Cloning and Stem Cells
Clones are genetically identical organisms. In other words, organisms with the same DNA or genome. Organisms with asexual reproduction, like many microorganisms that merely divide, usually have millions of clones because only rare mutations are a cause of genetic alterations. In mammals, including humans, clones can originate due to divisions of the egg, often called identical or monozygotic twins. Having the same genome does not imply that two organisms will be exactly the same. Even identical twins are different to some degree. During development random events occur, called developmental noise, that are unique to each organism. In addition, changes in education, nurturing, and other environmental factors can lead to noticeable differences between adult organisms with the same genome.

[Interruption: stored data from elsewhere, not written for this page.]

PR #43, opened 2025-07-25
Recognize bearer auth tokens for streamable http

aniket-s-kulkarni:
- Adds basic framework for streamable http
- Adds framework to support bearer auth tokens, if specified, when in streamable http mode.


rdkworld:
Oh ok, Thanks for the clarification @aniket-s-kulkarni , will wait for complete functionality. I guess I will hold off on wrapper/proxy I was building over stdio server since that would be throw-away effort once streamable-http support is available

PR #68, opened 2025-09-25
Set URL and token for Dremio access

eickler:


eickler:
Sorry, that was an accident.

In 1997, Ian Wilmut and colleagues at the Roslin Institute in Scotland developed an artificial method of obtaining mammalian clones from mature animals and thus permit asexual reproduction in mammals. Dolly the sheep was the first such cloned mammal--cloning in other species, like frogs, had been done before. Briefly, clones are generated by extracting the nucleus of a mother cell, which in case of Dolly was a mammary cell, and then injecting it into an egg without a nucleus. Precise cell culture conditions and often an electric shock allow the nucleus to merge with the egg which can then be inserted into a womb and, in some cases, generate a new organism. This procedure--known as nuclear transfer--meant that Dolly featured the same nuclear genome of her "mother". In recent years, clones of many other mammalian species have been produced using this or similar techniques: calves, mice, monkeys, pigs, cats, etc. Clones from clones have also been created.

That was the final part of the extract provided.